Collected data
= = = = =
PR #2009, opened 2021-06-29
redirect to app edit after plugin install

teallarson:
After installing a Plugin, an App instance is created users are redirected to `/app/[id]/edit` upon server restart.

### DIFF
--- a/ui/ui-config/pages/app/new.tsx
+++ b/ui/ui-config/pages/app/new.tsx
@@ -130,6 +130,14 @@ export default function Page(props) {
       await timeout(response.checkIn);
       await waitForServer();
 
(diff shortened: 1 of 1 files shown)


ui/ui-config/pages/app/new.tsx
```diff
@@ -130,6 +130,14 @@ export default function Page(props) {
       await timeout(response.checkIn);
       await waitForServer();
 
+      //we only want the plugin type, not the '@grouparoo/'
+      const pluginName = plugin.plugin.name.substring(11);
+      const newApp: Actions.AppCreate = await execApi("post", `/app`, {
```
evantahler, line 135: 👍 adding the type to the API response

evantahler (approved):

PR #2010, opened 2021-06-29
batch properties SUM and AVG return 0 for null

teallarson:
Aggregated properties of type `SUM` and `COUNT` will return `0` if no data, other aggregated properties will continue to return `null`.

Most of the changes are in the plugin test suites, many of which depend on `COUNT()` aggregations to check properties imports.

All aggregation types are tested specifically in the "secondary tables" section of the suites.


plugins/@grouparoo/app-templates/src/source/table/profileProperties.ts
```diff
@@ -55,6 +56,14 @@ export const getProfileProperties: GetProfilePropertiesMethod = ({
...
       }
+      if (
+        aggregationMethod === AggregationMethod.Sum ||
+        aggregationMethod === AggregationMethod.Count
+      ) {
+        //default all entries to 0 to start... will be replaced later if there is a response
+        responsesById[profiles[i].id] = [];
+        responsesById[profiles[i].id].push(0);
+      }
     }
```
evantahler: Helpful comment! 

No change needed, but this could be slightly written as `responsesById[profiles[i].id] = [0]`, skipping the `push`

plugins/@grouparoo/mongo/__tests__/table-import/import-properties.ts
```diff
@@ -276,6 +288,7 @@ describe("mongo/table/profileProperties", () => {
         });
         expect(values[profile.id]).toEqual([1.42]);
         expect(values[otherProfile.id]).toEqual([0.78]);
+        expect(values[thirdProfile.id]).toBeUndefined;
```
evantahler: Should be a function: `toBeUndefined()`.  There's a few of these

plugins/@grouparoo/mongo/__tests__/table-import/import-properties.ts
```diff
@@ -820,8 +869,8 @@ describe("mongo/table/profileProperties", () => {
           },
           [{ op, key: "properties.type", match: "Earthquake" }]
         );
-        expect(values[profile.id]).toBeUndefined();
-        expect(otherProfile[profile.id]).toBeUndefined();
+        expect(values[profile.id]).toEqual([0]);
+        expect(values[profile.id]).toEqual([0]);
```
evantahler: Nice! here's a behavior change.

evantahler (changes requested):
Looks great, except for the missing () in a few tests.  Thank you for the very thourough testing!

plugins/@grouparoo/mongo/__tests__/table-import/import-properties.ts
teallarson: 😳 Oh my!  Copy/paste fail.  Got those fixed.

evantahler (approved):

PR #2013, opened 2021-06-30
set mapped column when bootstrapping google sheets property

pedroslopez:
This caused an issue that prevented a property to be bootstrapped through Enterprise/Config UI


evantahler (approved):

evantahler:
Good catch!

evantahler:
Do other sources that don't use `@grouparoo/app-templates` have the same problem (eg: CSV?)

pedroslopez:
> Do other sources that don't use `@grouparoo/app-templates` have the same problem (eg: CSV?)

@evantahler I checked CSV and it implements this method so it's fine. However, the mailchimp source doesn't, and it does have a required `field` property. This causes the same issue we were seeing with google sheets if you try to bootstrap a property (mailchimp as first source). Adding it to tracker! pivotal-178731826

PR #2017, opened 2021-06-30
Add mapping from Grouparoo fields to Iterable nested objects.

pauloouriques:
- add dot notation to object coversion;
- add flag mergeNestedObjects.


plugins/@grouparoo/iterable/jest.config.js
```diff
@@ -1,8 +1,6 @@
-const { helper } = require("@grouparoo/spec-helper");
-
 module.exports = {
   testEnvironment: "node",
-  testTimeout: helper.longTime,
+  testTimeout: 60 * 2 * 1000,
```
evantahler: A shame!

plugins/@grouparoo/iterable/src/lib/export/exportProfile.ts
```diff
@@ -111,6 +116,7 @@ export const sendProfile: ExportProfilePluginMethod = async ({
       );
     }
 
+    payload["mergeNestedObjects"] = true;
```
evantahler, line 118: This implies that in all cases, we can send incomplete updates to an Iterable object and we will merge the existing data with what we have.  Cool!

What doest it mean when we want to remove a piece of data?  For example, in your test you could set `addres.city` and then remove it... would it be removed from Itterable?

plugins/@grouparoo/iterable/__tests__/export/export-profile.ts
```diff
@@ -182,7 +183,15 @@ describe("iterable/exportProfile", () => {
...
       oldProfileProperties: {},
-      newProfileProperties: { email, name },
+      newProfileProperties: {
+        email,
+        name,
+        defaultAddress: {
+          street: street1,
+          number: number1,
+          zipcode: zipcode,
+        },
```
evantahler: I don't think that it's likely Grouparoo would provide an object to the plugin like this

evantahler: The `.` way of defining properties seems more likely

evantahler (changes requested):
Good start! 

I'd like to see more testing on what it means to remove a property from an Itterable Object, and now it relates to `mergeNestedObjects`

plugins/@grouparoo/iterable/__tests__/export/export-profile.ts
pauloouriques: This is just to add the object there for the first time. But I agree we should use dot notation even the first time.

evantahler (approved):
I think this is a great start, and we should merge this in and get it out to our customers!

I'm still interested to know what it means to stop sending an object property.

If we had previously sent `address.city` and then stopped sending `address.city`, I think I read this as Iterable will keep `address.city` on the destination, and so unless we send `""`, there's no way to remove it.

evantahler:
> I think this is a great start, and we should merge this in and get it out to our customers!
> 
> I'm still interested to know what it means to stop sending an object property.
> 
> If we had previously sent `address.city` and then stopped sending `address.city`, I think I read this as Iterable will keep `address.city` on the destination, and so unless we send `""`, there's no way to remove it.

@pauloouriques pointed out that this is already tested here https://github.com/grouparoo/grouparoo/blob/7b18dc8ead9ae28c9c549ffe720fce74d38858ea/plugins/%40grouparoo/intercom/__tests__/integration/export-profile-lead.ts#L164-L193 We are good to go!

PR #2018, opened 2021-06-30
"Import and Export" button will Export Profile to Destinations that it should be removed from

evantahler:
This PR ensures that calling `profile.sync()` will create exports for when Profiles are removed from Destinations... not just when they are added.   There are 3 ways that a Profile might Leave a Destination:

1. The Profile's Properties have changed
2. The Group's defintion has changed
3. The Destination no longer tracks a Group that the Profile is in

1 and 2 happen in-line to the `profile.sync()` call, so we know the Group membership has changed.  3 requires that we look though old Exports for the profile and include those destinations in the check.

### DIFF
--- a/core/src/modules/ops/profile.ts
+++ b/core/src/modules/ops/profile.ts
@@ -4,6 +4,7 @@ import { Property } from "../../models/Property";
 import { Source } from "../../models/Source";
 import { Group } from "../../models/Group";
 import { Destination } from "../../models/Destination";
+import { Export } from "../../models/Export";
 import { GroupMember } from "../../models/GroupMember";
 import { Log } from "../../models/Log";
 import { api } from "actionhero";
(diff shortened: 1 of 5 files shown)


core/src/modules/ops/profile.ts
```diff
@@ -469,16 +470,46 @@ export namespace ProfileOps {
...
+    JOIN (
+      SELECT "destinationId", MAX("createdAt") as "createdAt"
+      FROM "exports"
+      WHERE "profileId" = '${profile.id}'
+      GROUP BY "destinationId"
+    ) AS "latest"
+    ON "latest"."destinationId" = "exports"."destinationId" AND "latest"."createdAt" = "exports"."createdAt"
+    WHERE "profileId" = '${profile.id}'
+    AND "toDelete" = false
+    ;
```
evantahler, line 498: This is inefficient, but it's only for one profile at a time, and only on user-request (not used in tasks)

PR #2034, opened 2021-07-01
fix: set scope on model options

pedroslopez:
Because we now support having different types of models with the same ID, this could create an issue where getting the options of one model included those of another that had the same ID. This adds a scope on the HasMany association to limit results for only the model in question.

We were also deleting options for all models with the same id.


evantahler (approved):
Thank you!

PR #2039, opened 2021-07-01
Upgrade to `jest` v27 and use patched `jest-environment-webdriver` & move to `@testing-library/react`

evantahler:
In addition to the quality-of-life improvements in the new version of Jest, v27 finally will fail a test if the `afterAll` or `afterEach` hook throws.  We ~~have~~ had a number of problems in this space in our test suite.

* We now use a new fork of webdriver https://github.com/grouparoo/jest-webdriver/tree/jest-v27-webdriver
* We now use `@testing-library/react` instead of Enzyme and the hacked v27 enzyme adapter.  It's more ergonomic anyway.


evantahler:
It seems that it's PNPM messing things up.  In a fresh project, or if you `npm install` within `@grouparoo/ui-components`, it's possible to get jest working with an environment of `jsdom`...

Possibly relevant:
* https://github.com/facebook/jest/issues/5369

evantahler:
Error reported with pnpm https://github.com/pnpm/pnpm/issues/3582

tools/merger/data/ci/ui/job.yml.template
```diff
@@ -37,7 +37,7 @@
 {{{custom_steps}}}
       - run:
           name: test
-          command: cd {{{relative_path}}}/{{{test_section}}} && ./node_modules/.bin/jest --ci --maxWorkers 2
+          command: cd {{{relative_path}}}/{{{test_section}}} && ../../node_modules/.pnpm/jest@27.0.6/node_modules/jest/bin/jest.js --ci --maxWorkers 2 --passWithNoTests
```
evantahler: This is the temporary hack to get around https://github.com/pnpm/pnpm/issues/3582

ui/ui-components/__tests__/smoketest.tsx
```diff
@@ -0,0 +1,18 @@
...
+  );
+}
+
+test("has correct welcome text", async () => {
+  render(<Welcome firstName="John" />);
+  expect(screen.getByRole("heading")).toHaveTextContent("Welcome, John");
+  expect(screen.getByTestId("p1")).toHaveTextContent(
+    "We are glad you are here, John."
+  );
+});
```
evantahler, line 18: Here's a smoke test for the new `@testing-library/react` library that replaced enzyme

ui/ui-components/package.json
```diff
@@ -31,18 +31,15 @@
...
-    "@types/jest": "*",
+    "@testing-library/jest-dom": "5.14.1",
+    "@testing-library/react": "12.0.0",
     "@types/react": "*",
     "@types/react-dom": "*",
-    "@wojtekmaj/enzyme-adapter-react-17": "0.6.2",
     "axios": "0.21.1",
     "bootstrap": "4.6.0",
     "date-fns": "2.22.1",
-    "enzyme": "3.11.0",
```
evantahler, line 42: 👋 Bye Enzyme!

ui/ui-components/__tests__/components/tabs.tsx
```diff
@@ -1,86 +1,54 @@
...
-    const link = links.at(0);
-    const domNode = link.getDOMNode();
-
-    expect(link.text()).toBe("Properties");
-    expect(domNode.constructor.name).toBe("HTMLAnchorElement");
-    expect(domNode.getAttribute("href")).toBe("/properties");
+  it("renders the plural word properly", async () => {
+    const link = screen.getByRole("link", { name: "Properties" });
+    expect(link).toHaveAttribute("href", "/properties");
   });
```
pedroslopez, line 23: much cleaner!

ui/ui-components/jest.setup.js
```diff
@@ -1,8 +0,0 @@
-import { configure } from "enzyme";
-import Adapter from "@wojtekmaj/enzyme-adapter-react-17";
-
-configure({ adapter: new Adapter() });
-
-if (!process.env.SERVER_TOKEN) {
-  process.env.SERVER_TOKEN = "test-server-token";
```
pedroslopez, line 7: confirming that this doesn't need to be set

tools/merger/data/ci/ui/job.yml.template
pedroslopez: Interesting- the symlink causes issues so we're using pnpm's installed jest directly

core/__tests__/models/option.ts
```diff
@@ -311,7 +311,7 @@ describe("models/option", () => {
           });
         });
 
-        afterAll(async () => {
+        beforeAll(async () => {
```
pedroslopez: I'm curious about this change- with two `beforeAll` hooks that mess with `connection`, what order do these run in? It seems like before this was cleaning up the destination after running the tests but I'm not sure what the intention is now. I'm reading that the destination is being created and destroyed in this `beforeAll` step, but that's clearly not what's happening since tests are passing 🤔

ui/ui-components/package.json
```diff
@@ -22,7 +22,7 @@
   },
   "scripts": {
     "pretest": "npm run lint",
-    "test": "jest",
+    "test": "../../node_modules/.pnpm/jest@27.0.6/node_modules/jest/bin/jest.js",
```
pedroslopez: Do we need to do this for any of the other packages?

pedroslopez (commented):
Nice! react-testing-library seems easier to work with. Just two questions on some changes in the comments.

tools/merger/data/ci/ui/job.yml.template
evantahler: It's a mystery to me too!

ui/ui-components/__tests__/smoketest.tsx
evantahler: One thing to note, you need to `render()` in each test, or `beforeEach` - it gets cleared at the end of each test.

ui/ui-components/jest.setup.js
evantahler: 👍 Yep, as we aren't booting up the server to test this lib, as it's just react components.

core/__tests__/models/option.ts
evantahler: Yeah... that's a mistake.  I'll update!

evantahler:
Yes! The mysterious pnpm problem was caused by having 2 versions of jest in the same monorepo.  I had previously not upgraded jest in the `apps` Upgrading all packages to the same version of jest fixed things!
= = = = =
* Task item: Every line holding the string "types" should be copied here, so please find those lines in the data.

* Exercise response:
All aggregation types are tested specifically in the "secondary tables" section of the suites.
Because we now support having different types of models with the same ID, this could create an issue where getting the options of one model included those of another that had the same ID. This adds a scope on the HasMany association to limit results for only the model in question.
-    "@types/jest": "*",
     "@types/react": "*",
     "@types/react-dom": "*",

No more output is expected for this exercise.